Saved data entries
-------------------------

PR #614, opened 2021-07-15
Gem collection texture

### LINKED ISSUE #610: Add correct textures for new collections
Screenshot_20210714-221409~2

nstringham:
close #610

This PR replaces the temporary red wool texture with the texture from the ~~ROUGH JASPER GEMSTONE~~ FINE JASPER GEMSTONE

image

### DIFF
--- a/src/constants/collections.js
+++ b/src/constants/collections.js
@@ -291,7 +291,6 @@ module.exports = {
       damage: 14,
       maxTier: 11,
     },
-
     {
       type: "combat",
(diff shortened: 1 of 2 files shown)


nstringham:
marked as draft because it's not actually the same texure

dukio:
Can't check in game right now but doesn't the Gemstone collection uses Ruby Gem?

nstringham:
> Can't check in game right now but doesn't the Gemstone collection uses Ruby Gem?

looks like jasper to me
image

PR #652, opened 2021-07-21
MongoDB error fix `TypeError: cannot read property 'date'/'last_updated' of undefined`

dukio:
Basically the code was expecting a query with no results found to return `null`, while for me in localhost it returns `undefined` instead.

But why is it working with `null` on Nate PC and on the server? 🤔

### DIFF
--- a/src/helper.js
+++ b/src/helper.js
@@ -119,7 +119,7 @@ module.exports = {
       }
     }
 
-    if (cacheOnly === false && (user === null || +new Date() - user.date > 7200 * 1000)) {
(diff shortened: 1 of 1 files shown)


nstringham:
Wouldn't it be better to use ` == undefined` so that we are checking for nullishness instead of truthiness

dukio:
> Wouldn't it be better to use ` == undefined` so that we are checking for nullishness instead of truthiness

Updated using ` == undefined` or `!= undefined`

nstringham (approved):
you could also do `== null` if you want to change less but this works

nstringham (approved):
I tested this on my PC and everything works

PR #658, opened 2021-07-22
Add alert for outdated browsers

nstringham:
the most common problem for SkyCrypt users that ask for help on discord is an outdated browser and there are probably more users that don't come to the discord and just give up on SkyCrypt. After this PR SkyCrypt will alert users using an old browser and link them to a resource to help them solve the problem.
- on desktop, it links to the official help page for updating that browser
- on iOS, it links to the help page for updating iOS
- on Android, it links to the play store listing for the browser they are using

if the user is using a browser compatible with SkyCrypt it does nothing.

-------------------------

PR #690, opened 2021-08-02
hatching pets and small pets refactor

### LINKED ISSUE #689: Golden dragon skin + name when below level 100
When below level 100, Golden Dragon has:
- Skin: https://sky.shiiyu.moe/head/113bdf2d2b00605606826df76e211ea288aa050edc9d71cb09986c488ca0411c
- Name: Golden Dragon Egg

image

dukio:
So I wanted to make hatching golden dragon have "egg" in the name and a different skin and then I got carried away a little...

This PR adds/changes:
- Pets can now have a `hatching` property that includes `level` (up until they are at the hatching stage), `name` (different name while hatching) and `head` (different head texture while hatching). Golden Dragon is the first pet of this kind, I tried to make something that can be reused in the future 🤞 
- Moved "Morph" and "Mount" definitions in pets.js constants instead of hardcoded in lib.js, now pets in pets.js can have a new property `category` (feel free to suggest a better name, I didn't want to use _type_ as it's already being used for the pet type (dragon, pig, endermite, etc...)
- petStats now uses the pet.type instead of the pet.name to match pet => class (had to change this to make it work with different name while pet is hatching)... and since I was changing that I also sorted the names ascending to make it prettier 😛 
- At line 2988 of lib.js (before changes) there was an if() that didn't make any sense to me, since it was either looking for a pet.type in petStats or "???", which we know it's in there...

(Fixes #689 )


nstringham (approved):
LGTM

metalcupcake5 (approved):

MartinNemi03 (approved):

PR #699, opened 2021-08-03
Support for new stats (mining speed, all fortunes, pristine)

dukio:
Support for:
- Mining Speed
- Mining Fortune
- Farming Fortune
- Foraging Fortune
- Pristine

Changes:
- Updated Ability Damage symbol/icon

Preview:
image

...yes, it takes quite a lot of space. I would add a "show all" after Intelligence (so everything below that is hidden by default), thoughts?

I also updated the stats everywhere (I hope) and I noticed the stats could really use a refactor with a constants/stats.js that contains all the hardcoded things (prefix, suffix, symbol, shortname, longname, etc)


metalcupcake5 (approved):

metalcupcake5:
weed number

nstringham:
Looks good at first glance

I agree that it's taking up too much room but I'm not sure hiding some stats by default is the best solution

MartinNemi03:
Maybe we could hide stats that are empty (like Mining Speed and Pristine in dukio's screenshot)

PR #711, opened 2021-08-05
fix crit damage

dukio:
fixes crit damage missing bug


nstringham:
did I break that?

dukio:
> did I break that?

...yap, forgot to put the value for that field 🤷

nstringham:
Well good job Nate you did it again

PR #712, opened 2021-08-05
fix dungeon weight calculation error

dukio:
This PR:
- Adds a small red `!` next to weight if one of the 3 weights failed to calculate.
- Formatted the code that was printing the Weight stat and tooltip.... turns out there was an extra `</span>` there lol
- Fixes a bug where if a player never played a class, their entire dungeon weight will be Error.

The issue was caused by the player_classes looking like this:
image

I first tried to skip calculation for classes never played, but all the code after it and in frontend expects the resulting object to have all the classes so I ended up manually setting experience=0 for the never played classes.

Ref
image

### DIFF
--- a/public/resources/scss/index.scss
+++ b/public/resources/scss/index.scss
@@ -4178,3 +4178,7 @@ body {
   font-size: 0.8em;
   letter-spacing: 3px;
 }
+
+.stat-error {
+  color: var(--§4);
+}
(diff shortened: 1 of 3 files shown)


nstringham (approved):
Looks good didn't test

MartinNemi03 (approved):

-------------------------

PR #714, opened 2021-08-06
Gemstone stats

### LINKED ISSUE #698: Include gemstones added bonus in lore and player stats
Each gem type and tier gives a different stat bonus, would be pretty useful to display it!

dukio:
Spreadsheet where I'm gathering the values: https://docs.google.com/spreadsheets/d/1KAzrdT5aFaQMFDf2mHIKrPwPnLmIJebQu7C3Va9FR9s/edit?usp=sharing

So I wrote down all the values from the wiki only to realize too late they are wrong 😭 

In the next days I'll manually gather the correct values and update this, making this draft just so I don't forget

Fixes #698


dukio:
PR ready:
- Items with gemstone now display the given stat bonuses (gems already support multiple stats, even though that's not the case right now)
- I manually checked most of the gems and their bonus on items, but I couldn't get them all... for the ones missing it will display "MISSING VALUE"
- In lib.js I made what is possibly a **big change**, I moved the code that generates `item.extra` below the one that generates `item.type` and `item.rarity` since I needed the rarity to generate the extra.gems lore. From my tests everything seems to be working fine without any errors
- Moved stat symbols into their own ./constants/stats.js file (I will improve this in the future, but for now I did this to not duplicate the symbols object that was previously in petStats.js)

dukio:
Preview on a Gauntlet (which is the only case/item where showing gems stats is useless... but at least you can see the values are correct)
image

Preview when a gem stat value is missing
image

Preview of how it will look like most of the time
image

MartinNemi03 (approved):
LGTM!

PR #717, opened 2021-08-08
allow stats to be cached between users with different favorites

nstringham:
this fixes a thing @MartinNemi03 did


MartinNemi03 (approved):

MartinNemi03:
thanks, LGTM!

-------------------------

WORK TASK
Exactly one number is the answer: how many lines of the entries contain the string "exports".

RESPONSE BOX
2